Strategies to prevent the spread of COVID-19 are especially challenging to implement in dedicated memory care units where numerous residents with cognitive impairment reside together. For example, residents can have a difficult time following recommended infection prevention practices such as social distancing, washing their hands, avoiding touching their face, and wearing a cloth face covering for source control. Changes to resident routines, disruptions in daily schedules, use of unfamiliar equipment, or working with unfamiliar caregivers can lead to fear and anxiety resulting in increased depression and behavioral changes such as agitation, aggression, or wandering. Many of these residents may not have the ability to speak or put their fears into words, how are you, the caregiver, going to help these residents? A few things to think about and consider as you support your residents living with Dementia:
- People living with Dementia benefit from routine while still reminding and assisting with frequent hand hygiene, social distancing, and use of face mask (if tolerated). Try to work with residents in the same order and timeframe daily. This can be challenging when residents resist care during their normal routine and you may need to adjust the time for providing care to other residents to meet this challenge. Have a back up plan; after three unsuccessful attempts to provide care, document the refusals and circle back after a set amount of time and try again.

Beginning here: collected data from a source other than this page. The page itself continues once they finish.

PR #6767, opened 2021-08-17
Allow merge editor buttons to be used with keyboard

SachinGupta21:
When the merge editor is used with VoiceOver utility, it is not possible to use "Revert chuck" and "Toggle locked scrolling" buttons with keyboard. With this change, it will be possible.


marijnh:
Thank you!

PR #6768, opened 2021-08-19
Fix emacs scroll-up / scroll-down bindings

a-stewart:
Commit https://github.com/codemirror/CodeMirror/commit/97ee57515599e95972567c41ed9176ddfb1f4fb9 changed the baviour of Ctrl-V and Alt-V and I believe this was unintentional.

Previously, it was set to
```
    "Alt-V": move(byPage, -1), "Ctrl-V": move(byPage, 1),
    "PageUp": move(byPage, -1), "PageDown": move(byPage, 1),
```

So Alt-V and PageUp were the same command and Ctrl-V and PageDown likewise.

I think this is the correct behaviour and is as is described here: https://www.gnu.org/software/emacs/manual/html_node/emacs/Scrolling.html

This PR updates it accordingly.
I have set scrollUpCommand to move forward by 1 page, inverting the functionality of that command as that is close to how the command is described in the emacs docs. (And likewise with scrollDownCommand.)

### DIFF
--- a/keymap/emacs.js
+++ b/keymap/emacs.js
@@ -330,9 +330,9 @@
 
   cmds.previousLine = move(byLine, -1);
 
-  cmds.scrollDownCommand = move(byPage, 1);
+  cmds.scrollDownCommand = move(byPage, -1);
 
-  cmds.scrollUpCommand = move(byPage, -1);
+  cmds.scrollUpCommand = move(byPage, 1);
 
   cmds.backwardParagraph = move(byParagraph, -1);
 
@@ -480,8 +480,8 @@
     "Home": "goLineStart",
     "Alt-V": "scrollDownCommand",
     "Ctrl-V": "scrollUpCommand",
-    "PageUp": "scrollUpCommand",
-    "PageDown": "scrollDownCommand",
+    "PageUp": "scrollDownCommand",
+    "PageDown": "scrollUpCommand",
     "Ctrl-Up": "backwardParagraph",
     "Ctrl-Down": "forwardParagraph",
     "Alt-{": "backwardParagraph",


marijnh:
Thanks for spotting that.

However, this patch looks like you're fixing the problem two times, thus not actually changing the behavior of the bindings (first by flipping the sign in the definition of the commands, and then by also binding the keys to different commands). It looks like only the key bindings should be updated, and the commands were correct before.

a-stewart:
PageUp / PageDown _should_ be unchanged as they worked correctly before - PageDown now calls `scrollUpCommand` which does:
> Scroll forward by nearly a full window

This keeps `scrollUpCommand` consistent with `scroll-up-command` used by emacs.

The change here, is that Ctrl-V still points at `scrollUpCommand`, which has now had it's behaviour flipped.

marijnh:
Are you sure? This is the scroll down command after your patch:

```javascript
cmds.scrollDownCommand = move(byPage, -1);
```

Moving by a negative amount, i.e. towards the start of the document, would be moving up, no?

a-stewart:
It seems backwards but that is what is described by https://www.gnu.org/software/emacs/manual/html_node/emacs/Scrolling.html

> `C-v`
> `PageDown`
> `next`
> Scroll forward by nearly a full window (`scroll-up-command`).
>
> `M-v`
> `PageUp`
> `prior`
> Scroll backward (`scroll-down-command`).

So Ctrl-V and PageDown should both point at the `scroll-up-command`, and the scroll up command, should move the document forward by 1 page.

I think the names used by emacs, refer more to the natural scrolling idea, where scrolling "up" means the content is moving up, but the viewport is moving down the document.

marijnh:
> It seems backwards

It really does, but indeed it checks out—emacs being emacs I guess. Thanks for the explanation.

PR #6882, opened 2022-02-18
Fix white CodeMirror-scrollbar-filler on dark themes

erosman:
Previously #6485

### DIFF
--- a/lib/codemirror.css
+++ b/lib/codemirror.css
@@ -19,7 +19,7 @@
 }
 
 .CodeMirror-scrollbar-filler, .CodeMirror-gutter-filler {
-  background-color: white; /* The little square between H and V scrollbars */
+  background-color: inherit; /* The little square between H and V scrollbars */
 }
 
 /* GUTTER */


marijnh:
Won't that still make the element transparent whenever the editor itself is transparent?

erosman:
Any other ideas?

The white square doesn't look good on dark theme, and even if transparent when editor is transparent, it would still look better than the while square. ;)

What about getting its `background-color` from the scrollbar `background-color`?!

marijnh:
I think adding a rule to color this class in the themes would be the best approach. A bit burdensome, but without using CSS variables (which some of our supported browsers don't have), I don't see a more convenient solution.

erosman:
That would require the use of `var()` and `@media screen and (prefers-color-scheme: light/dark)` which is not supported by older browsers.

Even then, the color will not be a perfect match for all dark themes.

It doesn't bother me as I had already added `background-color: inherit;` to my own CSS and it works fine for my browser extension use.

I thought the less than ideal `inherit` might be more adaptable than the status que.

Scutua (approved):

PR #6894, opened 2022-03-10
fixed option(keyMap) to check for undefined keymap

timmaffett:
This is a rather minor fix but it prevents setting unknown keyMap options from crashing editor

- Dedicate personnel to work only on memory care units when possible and try to keep staffing consistent. Limit personnel on the unit to only those essential for care.
- Keep meaning in their lives. Scheduled and structured activities may not always be possible but allow for activities that provide purpose for those residents, activities that are fun and exciting for them. Activities may need to occur in the resident’s room or be scheduled at staggered times throughout the day to maintain social distancing.
- Provide safe ways for residents to continue to be active, such as personnel walking with individual residents outside.
- Know your resident population. Some residents prefer to be “left alone” so they won’t miss the large group activities that are now on hold. Instead, choose activities based on their personal preferences. Allow time for them to express themselves through art projects, building/constructing kits like bird houses. This is a great time to introduce various fabrics and textured items.
- For residents who prefer to remain in their apartment or are required to be isolated due to illness, consider “activities on the go”. Place small games, craft projects and other items that can be easily sanitized after use into a bin and take that to the resident in their apartment. Stay with them and work 1:1 (maintain social distancing) to engage them in the activities and/or conversation when able.
- Frequently clean often-touched surfaces in the memory care unit, especially in hallways and common areas.
The last thing you want to do is stir up unpleasant emotions in your community, so keep it simple and truthful. Keep your emotions and feelings under control as this can be a very stressful and trying time for our residents, families, and staff.